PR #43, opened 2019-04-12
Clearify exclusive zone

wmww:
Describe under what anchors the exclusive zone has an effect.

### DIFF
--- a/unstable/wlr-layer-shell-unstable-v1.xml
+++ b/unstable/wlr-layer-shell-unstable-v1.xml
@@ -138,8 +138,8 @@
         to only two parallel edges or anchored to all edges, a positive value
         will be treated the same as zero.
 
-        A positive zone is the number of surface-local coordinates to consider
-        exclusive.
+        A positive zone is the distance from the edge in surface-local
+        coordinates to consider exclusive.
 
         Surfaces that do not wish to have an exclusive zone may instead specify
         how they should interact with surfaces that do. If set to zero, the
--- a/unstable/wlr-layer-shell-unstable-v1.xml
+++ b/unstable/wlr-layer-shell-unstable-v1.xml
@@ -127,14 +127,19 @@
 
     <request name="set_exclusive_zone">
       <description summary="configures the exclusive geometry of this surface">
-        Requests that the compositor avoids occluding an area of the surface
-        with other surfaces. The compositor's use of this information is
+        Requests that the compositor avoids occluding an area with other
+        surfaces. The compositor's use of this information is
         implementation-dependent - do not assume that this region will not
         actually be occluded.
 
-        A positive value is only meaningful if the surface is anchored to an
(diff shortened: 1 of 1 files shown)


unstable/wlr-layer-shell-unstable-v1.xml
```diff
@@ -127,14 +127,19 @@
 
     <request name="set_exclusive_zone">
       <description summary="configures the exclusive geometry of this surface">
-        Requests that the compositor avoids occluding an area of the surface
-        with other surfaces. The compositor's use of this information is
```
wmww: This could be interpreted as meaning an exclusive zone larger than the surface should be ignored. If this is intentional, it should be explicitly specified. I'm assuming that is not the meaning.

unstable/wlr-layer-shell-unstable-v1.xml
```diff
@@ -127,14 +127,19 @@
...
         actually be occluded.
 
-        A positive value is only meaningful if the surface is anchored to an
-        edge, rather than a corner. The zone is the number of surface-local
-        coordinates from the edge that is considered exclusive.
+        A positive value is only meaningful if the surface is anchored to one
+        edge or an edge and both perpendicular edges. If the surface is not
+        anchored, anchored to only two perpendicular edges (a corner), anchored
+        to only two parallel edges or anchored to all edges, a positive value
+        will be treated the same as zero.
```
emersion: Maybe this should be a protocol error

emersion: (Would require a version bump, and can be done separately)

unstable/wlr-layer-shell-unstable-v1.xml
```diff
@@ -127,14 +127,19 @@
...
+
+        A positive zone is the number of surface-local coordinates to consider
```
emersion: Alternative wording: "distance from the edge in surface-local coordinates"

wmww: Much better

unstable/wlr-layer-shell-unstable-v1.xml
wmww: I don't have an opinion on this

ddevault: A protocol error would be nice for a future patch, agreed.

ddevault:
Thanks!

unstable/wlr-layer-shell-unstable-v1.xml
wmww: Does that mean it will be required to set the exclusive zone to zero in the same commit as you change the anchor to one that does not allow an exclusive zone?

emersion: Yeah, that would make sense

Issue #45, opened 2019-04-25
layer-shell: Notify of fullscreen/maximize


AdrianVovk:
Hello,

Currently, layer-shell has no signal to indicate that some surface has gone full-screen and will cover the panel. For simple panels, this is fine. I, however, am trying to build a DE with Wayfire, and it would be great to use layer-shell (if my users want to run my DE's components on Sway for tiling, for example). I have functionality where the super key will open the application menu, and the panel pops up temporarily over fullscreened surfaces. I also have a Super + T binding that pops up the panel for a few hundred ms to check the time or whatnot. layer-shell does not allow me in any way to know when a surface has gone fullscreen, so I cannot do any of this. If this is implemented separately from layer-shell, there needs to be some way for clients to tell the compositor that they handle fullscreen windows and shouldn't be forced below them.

----

What is being asked. Reproduce the listing above exactly, but only from its first line through the line holding "implementation-dependent - do"; both of those lines are included.

Exercise output.
PR #43, opened 2019-04-12
Clearify exclusive zone

wmww:
Describe under what anchors the exclusive zone has an effect.

### DIFF
--- a/unstable/wlr-layer-shell-unstable-v1.xml
+++ b/unstable/wlr-layer-shell-unstable-v1.xml
@@ -138,8 +138,8 @@
         to only two parallel edges or anchored to all edges, a positive value
         will be treated the same as zero.
 
-        A positive zone is the number of surface-local coordinates to consider
-        exclusive.
+        A positive zone is the distance from the edge in surface-local
+        coordinates to consider exclusive.
 
         Surfaces that do not wish to have an exclusive zone may instead specify
         how they should interact with surfaces that do. If set to zero, the
--- a/unstable/wlr-layer-shell-unstable-v1.xml
+++ b/unstable/wlr-layer-shell-unstable-v1.xml
@@ -127,14 +127,19 @@
 
     <request name="set_exclusive_zone">
       <description summary="configures the exclusive geometry of this surface">
-        Requests that the compositor avoids occluding an area of the surface
-        with other surfaces. The compositor's use of this information is
+        Requests that the compositor avoids occluding an area with other
+        surfaces. The compositor's use of this information is
         implementation-dependent - do not assume that this region will not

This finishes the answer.